• WHAT NEEDS TO BE DONE
Using the listing below, report how many lines contain the word "than" and give no other words.

• AVAILABLE RECORDS
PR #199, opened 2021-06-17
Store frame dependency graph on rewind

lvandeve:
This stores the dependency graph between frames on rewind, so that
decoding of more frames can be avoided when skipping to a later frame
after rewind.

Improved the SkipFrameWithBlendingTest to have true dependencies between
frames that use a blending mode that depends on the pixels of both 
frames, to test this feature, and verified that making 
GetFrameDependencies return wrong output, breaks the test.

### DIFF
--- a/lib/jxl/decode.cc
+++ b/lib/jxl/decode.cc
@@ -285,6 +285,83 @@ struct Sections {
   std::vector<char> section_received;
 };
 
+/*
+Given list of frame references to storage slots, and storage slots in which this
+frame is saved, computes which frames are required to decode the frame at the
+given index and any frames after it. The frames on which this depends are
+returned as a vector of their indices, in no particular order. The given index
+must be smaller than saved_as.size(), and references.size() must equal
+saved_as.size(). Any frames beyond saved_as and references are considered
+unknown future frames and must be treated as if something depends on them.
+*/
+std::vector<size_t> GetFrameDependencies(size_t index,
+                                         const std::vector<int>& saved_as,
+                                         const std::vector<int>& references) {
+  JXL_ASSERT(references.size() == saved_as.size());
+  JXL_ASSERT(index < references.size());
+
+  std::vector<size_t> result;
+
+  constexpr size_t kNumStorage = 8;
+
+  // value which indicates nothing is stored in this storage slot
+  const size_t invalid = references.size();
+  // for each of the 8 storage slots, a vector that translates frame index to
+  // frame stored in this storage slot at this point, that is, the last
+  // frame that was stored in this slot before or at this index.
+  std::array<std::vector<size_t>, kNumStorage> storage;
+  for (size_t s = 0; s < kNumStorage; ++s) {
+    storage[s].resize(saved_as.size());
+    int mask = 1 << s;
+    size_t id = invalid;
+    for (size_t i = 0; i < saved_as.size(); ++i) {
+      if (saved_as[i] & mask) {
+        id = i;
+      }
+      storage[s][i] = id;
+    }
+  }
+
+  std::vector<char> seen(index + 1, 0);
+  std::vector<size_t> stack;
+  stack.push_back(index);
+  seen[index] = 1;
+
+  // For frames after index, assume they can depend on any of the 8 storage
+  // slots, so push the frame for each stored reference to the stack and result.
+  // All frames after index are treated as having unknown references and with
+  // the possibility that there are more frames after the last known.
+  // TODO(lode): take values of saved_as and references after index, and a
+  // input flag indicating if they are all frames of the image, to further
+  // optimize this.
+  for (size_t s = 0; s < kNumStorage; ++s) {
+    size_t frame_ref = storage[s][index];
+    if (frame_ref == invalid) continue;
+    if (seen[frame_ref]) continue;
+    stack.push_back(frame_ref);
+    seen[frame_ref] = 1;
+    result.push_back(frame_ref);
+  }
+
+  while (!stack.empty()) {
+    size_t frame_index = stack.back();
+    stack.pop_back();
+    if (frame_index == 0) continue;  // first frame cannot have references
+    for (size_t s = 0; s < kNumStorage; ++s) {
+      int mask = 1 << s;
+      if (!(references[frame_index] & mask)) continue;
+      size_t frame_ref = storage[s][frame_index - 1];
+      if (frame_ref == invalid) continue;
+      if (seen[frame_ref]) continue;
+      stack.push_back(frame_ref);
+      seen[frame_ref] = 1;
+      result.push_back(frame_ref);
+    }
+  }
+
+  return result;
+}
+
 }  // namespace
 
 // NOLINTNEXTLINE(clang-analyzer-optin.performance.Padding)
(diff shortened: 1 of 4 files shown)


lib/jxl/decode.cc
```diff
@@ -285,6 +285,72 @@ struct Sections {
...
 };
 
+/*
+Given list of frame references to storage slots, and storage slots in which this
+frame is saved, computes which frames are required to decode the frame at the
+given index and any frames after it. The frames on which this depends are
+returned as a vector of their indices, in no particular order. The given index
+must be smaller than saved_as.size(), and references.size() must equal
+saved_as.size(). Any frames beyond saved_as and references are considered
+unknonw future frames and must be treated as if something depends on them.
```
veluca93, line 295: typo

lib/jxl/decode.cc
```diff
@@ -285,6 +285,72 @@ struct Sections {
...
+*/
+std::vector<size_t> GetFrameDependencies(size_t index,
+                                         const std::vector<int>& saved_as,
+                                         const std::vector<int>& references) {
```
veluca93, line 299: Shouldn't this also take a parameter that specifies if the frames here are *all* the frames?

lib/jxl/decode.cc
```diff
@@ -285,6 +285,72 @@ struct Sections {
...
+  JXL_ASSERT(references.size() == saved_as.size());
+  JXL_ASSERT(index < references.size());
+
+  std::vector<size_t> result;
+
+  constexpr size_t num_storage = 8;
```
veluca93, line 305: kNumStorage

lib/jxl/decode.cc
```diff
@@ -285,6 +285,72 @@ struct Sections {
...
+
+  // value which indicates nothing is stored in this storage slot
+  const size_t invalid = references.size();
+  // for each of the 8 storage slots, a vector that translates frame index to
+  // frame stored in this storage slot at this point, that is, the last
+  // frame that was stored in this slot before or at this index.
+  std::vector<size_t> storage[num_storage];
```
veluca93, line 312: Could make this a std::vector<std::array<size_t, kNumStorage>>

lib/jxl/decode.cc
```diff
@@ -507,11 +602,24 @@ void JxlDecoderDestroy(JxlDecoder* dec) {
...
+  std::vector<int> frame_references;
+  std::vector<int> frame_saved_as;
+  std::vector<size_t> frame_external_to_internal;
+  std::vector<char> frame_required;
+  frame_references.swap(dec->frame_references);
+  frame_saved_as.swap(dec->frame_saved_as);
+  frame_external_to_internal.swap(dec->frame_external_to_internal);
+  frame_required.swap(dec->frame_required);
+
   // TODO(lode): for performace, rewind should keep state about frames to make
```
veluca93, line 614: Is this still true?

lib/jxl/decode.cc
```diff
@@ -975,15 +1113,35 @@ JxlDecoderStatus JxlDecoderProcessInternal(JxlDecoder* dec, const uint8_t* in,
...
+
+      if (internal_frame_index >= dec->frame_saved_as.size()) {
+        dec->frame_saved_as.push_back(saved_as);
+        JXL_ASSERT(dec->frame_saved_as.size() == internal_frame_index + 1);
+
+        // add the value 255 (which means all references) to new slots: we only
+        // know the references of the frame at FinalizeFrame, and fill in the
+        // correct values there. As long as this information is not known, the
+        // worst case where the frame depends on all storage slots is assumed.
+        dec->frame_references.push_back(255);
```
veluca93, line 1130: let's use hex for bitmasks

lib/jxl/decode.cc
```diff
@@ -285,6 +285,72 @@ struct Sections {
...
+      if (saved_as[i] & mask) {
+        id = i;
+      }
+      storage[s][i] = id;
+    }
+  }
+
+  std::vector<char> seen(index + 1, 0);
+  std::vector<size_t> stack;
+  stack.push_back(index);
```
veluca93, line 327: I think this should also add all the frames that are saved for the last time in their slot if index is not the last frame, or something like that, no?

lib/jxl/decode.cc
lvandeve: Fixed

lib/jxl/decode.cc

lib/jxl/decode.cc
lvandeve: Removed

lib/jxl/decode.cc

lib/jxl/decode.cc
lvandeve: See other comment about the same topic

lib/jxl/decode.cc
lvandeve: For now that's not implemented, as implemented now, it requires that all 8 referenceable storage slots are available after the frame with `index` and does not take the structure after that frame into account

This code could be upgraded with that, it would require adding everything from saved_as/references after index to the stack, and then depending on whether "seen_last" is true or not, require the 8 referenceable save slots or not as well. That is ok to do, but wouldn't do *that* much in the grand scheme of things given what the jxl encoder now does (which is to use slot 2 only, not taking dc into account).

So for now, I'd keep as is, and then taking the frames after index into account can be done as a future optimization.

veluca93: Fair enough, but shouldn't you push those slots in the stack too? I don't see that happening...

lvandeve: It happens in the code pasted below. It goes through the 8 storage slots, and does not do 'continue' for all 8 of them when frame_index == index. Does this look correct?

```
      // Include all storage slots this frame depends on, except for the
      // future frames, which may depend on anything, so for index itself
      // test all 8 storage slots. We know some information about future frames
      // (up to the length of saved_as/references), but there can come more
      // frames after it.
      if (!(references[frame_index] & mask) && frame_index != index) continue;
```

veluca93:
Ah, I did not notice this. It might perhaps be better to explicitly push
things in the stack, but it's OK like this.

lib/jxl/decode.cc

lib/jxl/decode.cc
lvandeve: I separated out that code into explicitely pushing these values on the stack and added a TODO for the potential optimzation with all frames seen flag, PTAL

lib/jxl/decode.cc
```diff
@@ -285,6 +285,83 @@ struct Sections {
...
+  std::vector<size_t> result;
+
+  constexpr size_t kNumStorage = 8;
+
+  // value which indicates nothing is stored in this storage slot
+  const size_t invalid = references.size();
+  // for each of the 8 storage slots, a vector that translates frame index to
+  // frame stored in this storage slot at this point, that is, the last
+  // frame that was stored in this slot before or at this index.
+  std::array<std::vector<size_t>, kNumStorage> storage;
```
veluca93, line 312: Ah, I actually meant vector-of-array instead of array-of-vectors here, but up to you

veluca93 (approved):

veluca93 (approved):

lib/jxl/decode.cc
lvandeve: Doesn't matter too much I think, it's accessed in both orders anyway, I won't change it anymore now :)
---
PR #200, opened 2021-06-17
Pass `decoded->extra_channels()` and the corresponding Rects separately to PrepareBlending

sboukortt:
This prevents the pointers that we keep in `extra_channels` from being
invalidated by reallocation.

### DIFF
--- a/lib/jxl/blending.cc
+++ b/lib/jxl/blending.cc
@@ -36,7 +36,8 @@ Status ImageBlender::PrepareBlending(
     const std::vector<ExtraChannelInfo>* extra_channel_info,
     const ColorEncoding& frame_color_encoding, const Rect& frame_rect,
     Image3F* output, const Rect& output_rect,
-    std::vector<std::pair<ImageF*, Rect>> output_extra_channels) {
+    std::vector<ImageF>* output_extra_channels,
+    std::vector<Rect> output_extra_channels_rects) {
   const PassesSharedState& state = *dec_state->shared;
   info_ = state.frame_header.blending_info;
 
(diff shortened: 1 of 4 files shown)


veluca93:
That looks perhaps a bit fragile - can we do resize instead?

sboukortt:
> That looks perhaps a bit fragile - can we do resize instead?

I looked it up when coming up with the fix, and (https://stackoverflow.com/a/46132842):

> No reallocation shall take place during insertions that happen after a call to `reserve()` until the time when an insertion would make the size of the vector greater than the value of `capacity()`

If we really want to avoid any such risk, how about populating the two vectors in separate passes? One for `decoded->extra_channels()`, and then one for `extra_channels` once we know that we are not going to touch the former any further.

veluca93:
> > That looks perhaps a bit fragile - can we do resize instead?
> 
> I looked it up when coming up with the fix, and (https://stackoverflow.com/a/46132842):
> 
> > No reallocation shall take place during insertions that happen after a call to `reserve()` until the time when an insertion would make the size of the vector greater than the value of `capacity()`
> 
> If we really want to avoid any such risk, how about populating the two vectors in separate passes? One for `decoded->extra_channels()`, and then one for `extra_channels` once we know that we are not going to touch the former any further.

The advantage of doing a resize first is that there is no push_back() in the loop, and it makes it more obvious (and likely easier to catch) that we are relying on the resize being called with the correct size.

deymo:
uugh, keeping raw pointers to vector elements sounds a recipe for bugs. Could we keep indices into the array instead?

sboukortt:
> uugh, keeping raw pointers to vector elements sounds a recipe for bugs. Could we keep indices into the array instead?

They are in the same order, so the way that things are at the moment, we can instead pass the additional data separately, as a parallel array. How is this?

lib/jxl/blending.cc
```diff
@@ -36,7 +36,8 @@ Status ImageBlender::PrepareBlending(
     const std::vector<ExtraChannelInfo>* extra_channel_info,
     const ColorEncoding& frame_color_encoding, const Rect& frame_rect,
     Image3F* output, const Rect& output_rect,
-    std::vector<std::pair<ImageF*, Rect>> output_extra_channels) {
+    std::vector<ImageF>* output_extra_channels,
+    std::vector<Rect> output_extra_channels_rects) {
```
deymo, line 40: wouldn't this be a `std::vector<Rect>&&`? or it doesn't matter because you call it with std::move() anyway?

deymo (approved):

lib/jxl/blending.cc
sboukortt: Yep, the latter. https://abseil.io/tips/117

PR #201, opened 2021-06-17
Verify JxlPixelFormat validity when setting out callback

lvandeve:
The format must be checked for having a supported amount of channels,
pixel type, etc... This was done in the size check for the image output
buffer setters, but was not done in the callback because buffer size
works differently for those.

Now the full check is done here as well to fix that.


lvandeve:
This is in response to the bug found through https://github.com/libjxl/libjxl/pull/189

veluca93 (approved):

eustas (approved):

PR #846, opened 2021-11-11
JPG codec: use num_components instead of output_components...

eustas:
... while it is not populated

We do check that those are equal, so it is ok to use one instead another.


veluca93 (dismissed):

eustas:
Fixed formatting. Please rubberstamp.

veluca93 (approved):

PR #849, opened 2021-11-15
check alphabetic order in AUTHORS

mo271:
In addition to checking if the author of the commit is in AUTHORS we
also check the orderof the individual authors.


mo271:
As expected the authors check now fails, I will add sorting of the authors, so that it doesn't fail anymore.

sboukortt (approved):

• THE COMPLETED TASK
4